Synapse

An interconnected graph of micro-tutorials

The Stick-Breaking Construction

This is an early draft. Content may change as it gets reviewed.

The most visual way to understand the Dirichlet process. Stick-breaking (Sethuraman 1994) gives you a recipe for constructing a draw from the DP step by step.

The idea

Imagine you have a stick of length 1. This stick represents all the probability in the world — 100% — waiting to be divided up among words. You’re going to break this stick into pieces, one at a time, and hand each piece to a word.

Step by step

Break 1: Pick a random fraction $\beta_1$ of the stick (using a Beta distribution!). Break off that fraction.
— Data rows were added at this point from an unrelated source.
PR #674, opened 2026-09-14
Convert `PostgresClientTests` to Swift Testing

ptoffy:


Tests/IntegrationTests/PostgresClientTests.swift
```diff
@@ -36,130 +36,127 @@ final class PostgresClientTests: XCTestCase {
...
-                        XCTAssertEqual((error.closureError as? PSQLError)?.serverInfo?[.severity], "ERROR")
+                } catch {
+                    guard let error = error as? PostgresTransactionError else { 
+                        Issue.record("Unexpected error type: \(error)") 
+                        return
                     }
+
+                    #expect((error.closureError as? PSQLError)?.code == .server)
+                    #expect((error.closureError as? PSQLError)?.serverInfo?[.severity] == "ERROR")
                 }
```
gwynne: This can be much more nicely written using `let error = try #require(throws: PostgresTransactionError.self) { ... }` etc.

Tests/IntegrationTests/PostgresClientTests.swift
```diff
@@ -204,107 +200,102 @@ final class PostgresClientTests: XCTestCase {
                     do {
                         try await client.query("SELECT 1", logger: logger)
                     } catch {
-                        XCTFail("Unexpected error: \(error)")
+                        Issue.record("Unexpected error: \(error)")
```
gwynne: GitHub won't let me attach a suggestion to the entire correct span of code, but replace the entire `do{}catch{}` with:
```swift
await #expect(throws: Never.self) { try await client.query("SELECT 1", logger: logger) }
```

gwynne (changes requested):

gwynne (approved):

PR #675, opened 2026-09-14
Add structured query support

ptoffy:
Also adds some doc comments to some state machine states for future ease of use

Some tests were generated with Claude


Sources/PostgresNIO/Connection/PostgresConnection.swift
```diff
@@ -708,6 +708,49 @@ extension PostgresConnection {
...
+    ///   - file: The file the query was started in. Used for better error reporting.
+    ///   - line: The line the query was started in. Used for better error reporting.
+    ///   - body: The closure that's used to consume the query result.
+    /// - Returns: The result of the `body` closure.
+    public func query<Result>(
+        _ query: PostgresQuery,
+        logger: Logger,
+        file: String = #fileID,
+        line: Int = #line,
+        isolation: isolated (any Actor)? = #isolation,
```
fabianfett: lets remove those. `isolation: isolated (any Actor)? = #isolation` has more or less been superseded by `nonisolated(nonsending)`

Sources/PostgresNIO/Connection/PostgresConnection.swift
```diff
@@ -708,6 +708,49 @@ extension PostgresConnection {
...
+        _ body: (PostgresRowSequence) async throws -> sending Result
+    ) async throws -> sending Result {
```
fabianfett: if we are `nonisolated(nonsending)` `sending` shouldn't be needed here.

fabianfett: we want to overloads:

1. that just returns the result
2. that returns a tuple of result and `PostgresQueryMetadata`, I think it is called.

Sources/PostgresNIO/New/PSQLError.swift
```diff
@@ -412,6 +418,8 @@ public struct PSQLError: Error, @unchecked Sendable {
 
     static let receivedUnencryptedDataAfterSSLRequest = PSQLError(code: .receivedUnencryptedDataAfterSSLRequest)
 
+    static let rowSequenceUsedOutsideScope = PSQLError(code: .rowSequenceUsedOutsideScope)
```
fabianfett, line 457: thing for a follow up: all of those should be `static vars`.

Tests/PostgresNIOTests/New/PostgresStructuredQueryTests.swift
```diff
@@ -0,0 +1,399 @@
...
+                        return count
+                    }
+                    #expect(count == 0)
+                }
+
+                let request = try await channel.waitForUnpreparedRequest()
+                #expect(request.parse.query == "DELETE FROM users")
+
+                try await channel.sendUnpreparedRequestWithNoParametersBindResponse()
+                try await channel.testingEventLoop.executeInContext { channel.read() }
```
fabianfett: are the channel reads needed here?

Sources/PostgresNIO/Connection/PostgresConnection.swift
```diff
@@ -708,6 +708,107 @@ extension PostgresConnection {
...
+    /// `PSQLError.rowSequenceNotFullyConsumed`.
+    ///
+    /// - Parameters:
+    ///   - query: The ``PostgresQuery`` to run
+    ///   - logger: The `Logger` to log into for the query
+    ///   - file: The file the query was started in. Used for better error reporting.
+    ///   - line: The line the query was started in. Used for better error reporting.
+    ///   - body: The closure that's used to consume the query result. Must consume the sequence to its end.
+    /// - Returns: The result of the `body` closure and the query metadata.
+    public func queryWithMetadata<Result>(
```
fabianfett, line 770: I think, I'd go for just query and mark this as @disfavoredOverload if needed. As soon as someone uses the tuple syntax, they should be able to use this API.

ptoffy: I do think writing `queryWithMetatadata` is more intuitive than `let (result, metadata) = query`. Although it's not a hill I'm willing to die on

Issue #497, opened 2026-01-27
Send Cloudwatch alerts to our Google Group


ryanjjung:
We have a Google group (which I will have to look up the next time I'm at my PC) where we ship alerts. Looks like alerts for Send are being routed directly to me! Should fix that.

PR #504, opened 2026-01-30
Update images and alert notification emails

ryanjjung:
This brings the container images up to date with what is deployed, but more importantly, it solves #497 by removing my direct line from these alerts.


aatchison (approved):
Much appreciated!

Issue #505, opened 2026-02-03
Update Header/branding for Community


malini:
Figma: https://www.figma.com/proto/xIrjrdyb6W9NWPrKDoujem/TBPro_Web_2026_Q1_Navigation_v01?page-id=245%3A17&node-id=2034-273&viewport=1450%2C1174%2C0.5&t=FB3534wHSHYOFW1I-1&scaling=min-zoom&content-scaling=fixed&starting-point-node-id=2034%3A132 is the header/branding we should use. Ignore the layout, we'll deal with that for Early Bird

PR #506, opened 2026-02-03
New NavBar / Navigation Header + misc fixes

davinotdavid:
## Description of changes

- Added Metropolis typeface files + CSS declarations
- Added NavBar + UserMenu (dropdown) + FooterBar components
- Added Send logo
- Added a hack to make `StandardFooter` render the text properly without `vue-i18n` setup
- Removed FeedbackBox (support link) from HomeView and LoginPage 

## Screenshots

Not logged in
image

Dashboard (points to /)
image

Encrypted Files (points to /files)
image

Dropdown menu
image

## Known issues / Things to improve

- It seems that after a logout / login, we have to restore the encryption keys before accessing the files. However, the NavBar still shows the `Encrypted Files` link that does nothing. IMHO it is unclear that that's the action required to do so but in the interest of time, it is left as is.
- The `StandardFooter` component in services-ui requires a global `vue-i18n` instance in order to render the text there. I've opened an issue in `services-ui` (https://github.com/thunderbird/services-ui/issues/219) for that but since we might want to have this PR in ASAP, I've added a hack for now.
- Hmm.. are we keeping that "it may be unstable" blue bar ? 🤔 

## Related Issues

Fixes https://github.com/thunderbird/tbpro-add-on/issues/505

### DIFF
--- a/packages/send/frontend/src/apps/send/components/FooterBar.vue
+++ b/packages/send/frontend/src/apps/send/components/FooterBar.vue
@@ -16,7 +16,7 @@ const { isLoggedIn } = useAuth();
   >
     <template #default>
       <nav class="send-navigation">
-        <router-link to="/">
+        <router-link to="/send/profile">
           <img src="@send-frontend/apps/send/assets/send-logo.svg" alt="Send" />
         </router-link>
 
--- a/packages/send/frontend/src/apps/send/components/NavBar.vue
+++ b/packages/send/frontend/src/apps/send/components/NavBar.vue
@@ -39,7 +39,7 @@ function isNavLinkActive(navPath: string, currentPath: string): boolean {
 
 <template>
   <header>
-    <router-link to="/">
+    <router-link to="/send/profile">
       <img src="@send-frontend/apps/send/assets/send-logo.svg" alt="Send" />
     </router-link>
 


kewisch:
Could you remove the "Need help? Visit support" from the main page content? Given it is in the footer now it is duplicate. Likewise, with the header being more completely implemented, we can remove the "Log out" link under the quota bar.

I was about to suggest we hide the whole sidebar now that we have the nav items, but then we'd need to find a new temporary place for the drag/drop upload, and then we're getting further into a rathole.

rwood-moz:
> Good point, I agree that it is confusing so made the Send logo navigate to `/send/profile` (Dashboard) instead. Thanks!

Awesome, thanks, works great.
 
> I don't think that this is implemented in the Accounts side for any service but that's a good idea! Not sure exactly how to approach it yet though as the contact form fields and their options are dynamically retrieved from Zendesk and can vary in a moments notice. Maybe we can have some sort of fancy mapping to unique identifiers per service 🤔

Ahh yes looking back I see it is the preferred name and email address that are pre-filled in the contact support form (when coming from TB Accounts), not the service, sorry. When coming from send we aren't pre-filling the preferred name or email address, would either of those be possible?

PR #513, opened 2026-02-04
Add FooterBar component

davinotdavid:
## Description of changes

- Added FooterBar component
- Added a hack to make StandardFooter from `services-ui` render the text properly without global vue-i18n setup for now

## Screenshots

image

## Known issues / things to improve

- I've opened up an issue in `services-ui` https://github.com/thunderbird/services-ui/issues/219 so that we don't have to do the hack in this PR but I am assuming that we are also going to be setting up i18n in the project at some point in the near future and most likely we are using the `vue-i18n` package for that.

## Relates issues

https://github.com/thunderbird/tbpro-add-on/issues/505


aaspinwall (approved):
Looks great, works great!

Issue #612, opened 2026-03-03
[ADD-ON] Create joint deployment flow


aaspinwall:
The problem:
When we deploy both frontend and backend at the same time, the frontend builds a few minutes faster. If the change contains breaking changes, we show a screen to tell the user that the service is unavailable temporarily. This might cause ~4 minutes of down time while the backend deploys and starts the new instance.

Since the frontend is using cloudfront, we can invalidate the cache whenever the backend is done building and it's available, that way we can have almost zero downtime.

kewisch:
@aatchison is there any more work left to do on this milestone?

aatchison:
> @aatchison is there any more work left to do on this milestone?

Nope, thought I closed it

PR #622, opened 2026-03-09
[CI]: Make deployments of frontend and backend more simultaneous (stage)

aatchison:
Addresses  #612 for Stage environment only
- Breaks frontend-merge and backend-merge into *-build and *-deploy-stage jobs for each (prod is deployed by the release workflow)
- Adds a matrix strategy for frontend-build, one job for stage and prod with var and secret substitution
- Add dependent job for invalidating the cache last, depend on both backend and frontend pipelines
- Only invalidate frontend cache if deployed to s3
- All jobs will now fun regardless if changes are detected or not, but individual steps will test for changes instead. This is to preserve job hierarchy and dependency graph.
frontend, backend, or both sources may change but the invalidation should always occur at the end and only if frontend was deployed.
- aws ecs wait services-stable was used to wait for ecs deployments to succeed before moving to the invalidation stage
Modify merge.yml workflow to synchronize availability of the send frontend and backend during deployment.
Screenshot From 2026-03-09 17-58-25

### DIFF
--- a/packages/send/pulumi/requirements.txt
+++ b/packages/send/pulumi/requirements.txt
@@ -1,2 +1,2 @@
-tb_pulumi @ git+https://github.com/thunderbird/pulumi.git@allow-awsautomationuser-ecs-describeservices 
+tb_pulumi @ git+https://github.com/thunderbird/pulumi.git@v0.0.16
 pulumi_cloudflare==5.48.0


aaspinwall (dismissed):
It's getting hot 🔥

Issue #666, opened 2026-03-30
[SEND] B2 Error tracking


aaspinwall:
This is a ticket to track b2 uploading errors

PR #679, opened 2026-04-01
Fix upload reliability: XHR timeout, HTTP retry, S3Client config

mzeier:
## Summary
- Add 30s timeout (`xhr.timeout`) to the XHR PUT in `uploadWithTracker()` so stalled uploads reject instead of hanging indefinitely
- Add HTTP-level retry (up to 2 retries with 1s delay) on the raw PUT request, separate from and in addition to the existing application-level retry in `upload.ts`
- Add `requestTimeout: 30000` and `maxAttempts: 3` to the `S3Client` constructor in `s3b2.ts` for presigned URL generation reliability

No changes to business logic, retry counts, or backoff values in `upload.ts`. The existing application-level retry loop (3 attempts, exponential backoff wrapping sendBlob + metadata + item creation) is preserved as-is.

## Files changed
- `packages/send/frontend/src/lib/helpers.ts` — XHR timeout + HTTP-level retry
- `packages/send/backend/src/storage/s3b2.ts` — S3Client timeout + retry config

Could improve #666

## Root cause hypothesis: no XHR timeout + no HTTP-level retry = silent stalls

The 7%+ failure rate on tiny files (~5KB) is the key signal. Large files failing intermittently would point to network/timeout issues. But 5KB files failing 7% of the time means the upload is completing near-instantly from a data transfer perspective.

The most likely culprit is B2 returning a non-2xx response (or no response) that the XHR treats as a failure, but the retry loop wraps the entire sequence including metadata creation, so a transient B2 hiccup causes the metadata record to be created in a conflicted state, resulting in an empty upload on retrieval — which is exactly what's showing up as `UPLOAD_SIZE_ERROR`.

The three specific gaps that interact badly:
1. **No HTTP-level retry on the XHR PUT** - a single 5xx or connection reset from B2 fails the whole part immediately
1. **Retry wraps the entire sequence** - retrying `sendBlob` + `POST /uploads` + `POST /containers/{id}/item` means the metadata endpoints get called again on retry, potentially creating duplicate or inconsistent records
1. **No XHR timeout** - if B2 accepts the connection but doesn't respond (stalled), the XHR hangs until the browser kills it, which isn't logged anywhere useful

## Test plan
- [ ] Upload a file under 100 MB and verify it completes successfully
- [ ] Upload a file over 100 MB to exercise multipart path
- [ ] Simulate network interruption mid-upload and verify HTTP-level retry fires before application-level retry
- [ ] Verify progress tracking still works correctly on retried uploads
- [ ] Confirm presigned URL generation still works with new S3Client config

### DIFF
--- a/packages/send/backend/src/storage/s3b2.ts
+++ b/packages/send/backend/src/storage/s3b2.ts
@@ -16,6 +16,8 @@ export async function getClientFromAWSSDK() {
       accessKeyId: process.env.B2_APPLICATION_KEY_ID,
       secretAccessKey: process.env.B2_APPLICATION_KEY,
     },
+    requestHandler: { requestTimeout: 30000 },
+    maxAttempts: 3,
   });
 
   return s3Client;
--- a/packages/send/frontend/src/lib/helpers.ts
+++ b/packages/send/frontend/src/lib/helpers.ts
@@ -272,6 +272,12 @@ export const uploadWithTracker = ({
     blob: Blob,
     attempt: number
   ): Promise<string> => {
+    // Reset progress on retry so the UI gets a clean signal
+    // rather than silently jumping backwards
+    if (attempt > 0) {
+      setProgress(0);
+    }
+
     return new Promise<string>((resolve, reject) => {
       const xhr = new XMLHttpRequest();
       xhr.open('PUT', url, true);
--- a/packages/send/frontend/src/lib/helpers.ts
+++ b/packages/send/frontend/src/lib/helpers.ts
@@ -264,36 +264,59 @@ export const uploadWithTracker = ({
   progressTracker,
 }: UploadOptions) => {
   const { setProgress } = progressTracker;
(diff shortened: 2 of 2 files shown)


radishmouse (approved):

aaspinwall:
I just rebased the PR and noticed the same test failing. I think it's related to the code change itself, could you please take a look?

mzeier:
> I just rebased the PR and noticed the same test failing. I think it's related to the code change itself, could you please take a look?

Do you have steps to repo?

mzeier:
> I just rebased the PR and noticed the same test failing. I think it's related to the code change itself, could you please take a look?

I misread  your note -

The failure is pre-existing - it's a flaky B2 integration test where `storage.get()` returns `null` right after a write (eventual consistency). 

My changes only touch the `S3Client` used for presigned URL generation, which is a completely separate code path from what the test exercises.

aaspinwall:
Never mind, testing works again. Thank you!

This piece has length $\pi_1 = \beta_1$. Hand it to a word drawn from the base distribution $H$. That word just got its probability.
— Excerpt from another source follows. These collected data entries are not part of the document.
Issue #686, opened 2026-04-07
[SEND] Show failed uploads in list


aaspinwall:
When uploads fail, we should show them in the list and allow retrying

kewisch:
@aaspinwall Is this something we necessarily need in Earlybird?

aaspinwall:
Closed on https://github.com/thunderbird/tbpro-add-on/commit/818aefe850e803876bb740b2e3cb9c1c89767e71

PR #696, opened 2026-04-10
show failed uploads and try up to 5 times

aaspinwall:
#686 

This PR shows failed uploads and retries up to 5 times to (try to) avoid b2 errors

### Testing
Upload a few files and wait for b2 to do its thing (💩) when the files finish, you should see the failed ones on a separate section


radishmouse (approved):
Tested locally:

- uploads eventually succeed more often than before 🥳 
- fewer failed uploads and indicator is helpful 👍

PR #704, opened 2026-04-14
[SEND] Migration CI pipeline: drain, Neon snapshot, ECS init container, rollback

### LINKED ISSUE #273: [SEND] Apply migrations in production via CI
We should apply migrations on CI to make sure we don't have inconsistencies in the future
This article includes details to do it
https://www.prisma.io/docs/orm/prisma-client/deployment/deploy-database-changes-with-prisma-migrate

aatchison:
## Summary

Design and research for safe Prisma schema migration deployment in CI. Closes #273.

Full spec: [`docs/specs/2026-04-14-migration-ci-pipeline.md`](docs/specs/2026-04-14-migration-ci-pipeline.md)

---

## Key findings from 10-agent review

The spec was reviewed by 10 parallel agents covering workflow logic, ECS design, Neon API correctness, IAM, rollback, observability, and Prisma migration safety. The following issues were found and reconciled into the revised spec.

### Blockers (won't work without these)

- **Missing IAM permissions** — The CI user has no `application-autoscaling:RegisterScalableTarget` permission. The drain/suspend and autoscaler re-enable steps both fail with `AccessDenied`. A new policy must be added to the CI user via Pulumi before the pipeline can be deployed.
- **`migration-changed` output not wired** — Adding the `paths-filter` entry is not enough. The output must also be added to the `detect-changes` job's `outputs:` block. Without this, every downstream reference returns `''` and `backend-migrate-stage` never runs.
- **`PREV_TASK_DEF` lost between steps** — GitHub Actions steps don't share shell state. The variable must be written to `$GITHUB_OUTPUT` and read back via `steps.<id>.outputs.prev_task_def`. Without this, rollback calls `update-service --task-definition ""`.
- **Prod CDN condition broken for frontend-only releases** — `backend-deploy-prod-aws` currently has no job-level `if` condition, so it always exits `success` and the CDN fires. Replacing it with a job-gated `backend-migrate-prod` changes the result to `skipped` for frontend-only releases, silently blocking CDN invalidation. The prod condition needs an explicit `ecs_deployed == ''` clause. "Same pattern as stage" does not work here.

### Critical design flaws

- **`essential: false` causes 10-minute silent hang on migration failure** — With `essential: false`, a non-zero migrate exit doesn't kill the task. ECS keeps cycling failed tasks while `aws ecs wait services-stable` sits silently for up to 10 minutes. Changed to `essential: true` so a failed migration kills the task immediately.
- **`--min-capacity 0` in drain causes Pulumi state drift** — Pulumi declares `min_capacity: 2`. Passing `--min-capacity 0` to `register-scalable-target` writes conflicting state to AWS. Changed to use only the `DynamicScalingInSuspended/OutSuspended` flags, which pause scaling actions without touching `min_capacity`.
- **`if: failure()` doesn't fire on job cancellation** — `concurrency: cancel-in-progress: true` is already active. A second push cancels the migration job mid-drain, leaving the service at `desired_count=0` with the autoscaler suspended permanently. Fixed by moving autoscaler re-enable and desired_count restoration into a **separate job** (`autoscaler-cleanup-stage`) that runs `if: always()` — separate jobs execute even when their dependency is cancelled.
- **Pulumi state diverges after rollback and is not self-healing** — After rollback, Pulumi's state records the new (failed) task definition. The next `pulumi up` detects drift and pushes the failed image again. The post-rollback recovery path requires `pulumi refresh` before the next deploy — not just "the next deploy will reconcile it."
- **Neon restore polling was a comment, not code** — `# poll until status == "finished"` was a placeholder. ECS rollback must not run until the restore completes. Added a concrete bounded polling loop (60 × 5s) handling all terminal states (`finished`, `cancelled`, `skipped`, `failed`).
- **Snapshot branch creation also needs a poll** — Branch creation is async on Neon. Added the same poll for the create-branch operation before proceeding to migration.

### High-confidence gaps

- **Local dev and `e2e-test`/`integration-test` CI lose migrations** — Removing `pnpm db:update` from `entry.sh` also removes it from `docker compose up`. Added a `migrate` service to `compose.ci.yml` and documented the local dev impact. `compose.ci.yml` added to Files to Modify.
- **No CI step surfaces CloudWatch logs on failure** — When migration fails, the job waits 10 minutes then exits with a generic timeout. Added an `if: failure()` step that fetches the migrate container's log stream from CloudWatch. Also added an early-detection polling loop that detects stopped tasks within ~2 minutes.
- **GitHub Release stays published after prod migration failure** — Re-publishing the same release retriggers the same broken migration in a loop. Added an `if: failure()` step that converts the release to a pre-release via `gh release edit --prerelease`.
- **`NEON_API_KEY` must be per-environment** — A single repo-wide key covers both stage and prod Neon projects. A leaked key would expose both databases. Changed to two separate environment-scoped secrets.
- **`migrate` container needs `linuxParameters.initProcessEnabled: True`** — Consistent with the `backend` container pattern; ensures clean subprocess reaping for the Prisma migration engine binary.
- **ALB deregistration delay and health check path not set** — Added `deregistration_delay: 30` (reduces maintenance window from 300s to ~35s) and `path: /api/health` to the ALB health check in the Pulumi config.
- **Atomicity constraints** — All config YAML changes and workflow `yq` stump changes must land in the same PR. Adding `backend-migrate-stage` to a `needs` array before the job exists causes the entire workflow to fail at parse time.

---

## Test plan

- [ ] Push commit with new migration file — `backend-migrate-stage` runs; `backend-deploy-stage-aws` skipped
- [ ] ECS scales to 0, autoscaler suspended, then Pulumi restores desired_count to 2
- [ ] `migrate` container CloudWatch logs appear before `backend` starts
- [ ] Neon snapshot branch created, deleted on success
- [ ] CDN invalidates after both backend and frontend succeed
- [ ] **Failure test:** broken migration SQL — CI surfaces CloudWatch logs within ~2 min; Neon restored; ECS reverts; autoscaler re-enabled
- [ ] **Cancellation test:** cancel mid-drain — `autoscaler-cleanup-stage` fires independently; desired_count restored to 2
- [ ] Backend-only change (no migration) — normal deploy path, no drain
- [ ] Frontend-only prod release — CDN invalidates despite no `ecr_tag.zip`

### DIFF
--- a/docs/specs/2026-04-14-migration-ci-pipeline.md
+++ b/docs/specs/2026-04-14-migration-ci-pipeline.md
@@ -1,6 +1,6 @@
 # Database Migration CI Pipeline Design
 
-**Date:** 2026-04-14  
+**Date:** 2026-04-14 (revised after 10-agent review)
 **Issue:** thunderbird/tbpro-add-on#273  
 **Assignee:** Arron Atchison
 
@@ -23,14 +23,15 @@ This design adds a safe, observable, rollback-capable migration pipeline to both
 ## Solution Overview
 
 1. **Detect** — `paths-filter` on `prisma/migrations/**` in the `detect-changes` job  
-2. **Drain** — scale ECS service to 0, suspend autoscaler to prevent it fighting us  
-3. **Snapshot** — create a Neon branch from the live database before any DDL runs  
-4. **Migrate** — Pulumi deploys a new task definition that includes a `migrate` init container; ECS starts tasks, init container runs `prisma migrate deploy` and exits, then `backend` starts (enforced via ECS `dependsOn`)  
-5. **Verify** — `aws ecs wait services-stable` confirms healthy tasks  
-6. **Re-enable** — autoscaler re-enabled; service traffic resumes naturally  
-7. **Rollback (on any failure)** — restore Neon branch to snapshot LSN, revert ECS service to previous task definition revision  
+2. **Pre-flight** — check for a stranded service left by a previously-cancelled run  
+3. **Drain** — suspend autoscaler scaling actions (without changing `min_capacity`), scale ECS to 0, wait for ALB deregistration  
+4. **Snapshot** — create a Neon branch from the live database; poll until the branch is materialized  
+5. **Migrate** — Pulumi deploys a new task definition that includes a `migrate` init container (`essential: true`); ECS starts tasks, the init container runs `prisma migrate deploy` and exits, then `backend` starts (enforced via ECS `dependsOn: condition: SUCCESS`)  
+6. **Verify** — early failure detection via task polling + `aws ecs wait services-stable`  
+7. **Re-enable** — dedicated cleanup job restores autoscaler and `desired_count`; fires even on cancellation  
+8. **Rollback (on any failure)** — poll Neon restore to completion, then revert ECS task definition; run `pulumi refresh` to reconcile state  
 
-For **frontend**: CloudFront invalidation already depends on backend deploy success. The `frontend-invalidate-*-cdn` jobs will be updated to also accept the new `backend-migrate-*` job as a valid backend success path.
+For **frontend**: `frontend-invalidate-*-cdn` jobs are updated to accept either the migrate job or the normal deploy job as the valid backend success signal. Stage and prod use different condition patterns because they have different job-graph architectures.
 
 ---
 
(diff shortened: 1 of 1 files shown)


aatchison:
Closing as design/research complete. The spec has been updated with all findings from the 10-agent review. Implementation should proceed in a separate PR once the prerequisite infrastructure changes are in place (CI IAM policy for application-autoscaling, Neon per-environment API keys, ALB deregistration delay + health check path).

Break 2: You now have a shorter stick — the leftover, of length $1 - \pi_1$. Pick another random fraction $\beta_2$. Break off that fraction of the remaining stick. This piece has length $\pi_2 = \beta_2 \times (1 - \pi_1)$. Hand it to another word from $H$.

Break 3: The remaining stick is shorter still. Break off another random fraction $\beta_3$ of what’s left. This piece has length $\pi_3 = \beta_3 \times (\text{what’s left after breaks 1 and 2})$. Hand it to another word.

And so on, forever. Each break takes a random fraction of whatever stick remains. The pieces get smaller on average (because the remaining stick keeps shrinking), but they never quite reach zero — there’s always a little sliver left.

The key detail: each random fraction comes from $\text{Beta}(1, \theta)$ — and there’s our concentration parameter! The Beta(1, $\theta$) distribution controls how greedy each break is:

Try it yourself

Try It: Stick-Breaking
5.0

The top bar is the stick. Coloured segments are pieces already broken off (each one = a word’s probability). Grey is the remaining stick.

Click “Break once” a few times and watch the pieces appear. Then try “Break 20×” to see the full picture. Reset and try different $\theta$ values: - $\theta = 1$: Three or four breaks and the stick is mostly gone. A very concentrated distribution. - $\theta = 5$: A nice spread — maybe 15–20 visible pieces. - $\theta = 50$: Even 20 breaks barely dent the stick. The pieces are tiny.

A concrete example

To make this tangible, here’s what a specific stick-breaking might look like with $\theta = 2$. Each $\beta$ is drawn from Beta(1, 2), which has a mean of 1/3:

Break Fraction $\beta_k$ Piece size $\pi_k$ Stick remaining
1 0.41 41.0% 59.0%
2 0.28 16.5% 42.5%
3 0.35 14.9% 27.6%
4 0.52 14.4% 13.2%
5 0.19 2.5% 10.7%
6 0.63 6.7% 4.0%
… … … …

Notice: each $\beta_k$ is a fraction of the remaining stick, not the original. So the third break takes 35% of a 42.5% stick, yielding a 14.9% piece. The pieces get smaller on average, but occasionally a large $\beta$ on a small remainder produces a surprisingly big piece (break 6: 63% of 10.7% = 6.7%).

Why the result is always discrete

No matter what the base distribution $H$ looks like — even if it’s a smooth, continuous distribution — the output of stick-breaking is always a collection of point masses: specific words with specific probabilities. This is a deep property of the DP, and it’s exactly what we want for language. Words are discrete things.

The GEM distribution

The sequence of weights $(\pi_1, \pi_2, \pi_3, \ldots)$ produced by stick-breaking has its own name: the GEM distribution (after Griffiths, Engen, and McCloskey):

$$(\pi_1, \pi_2, \pi_3, \ldots) \sim \text{GEM}(\theta)$$

You can think of the GEM as the “probability allocation” part of the DP, separate from the “which words get which weights” part (which comes from $H$).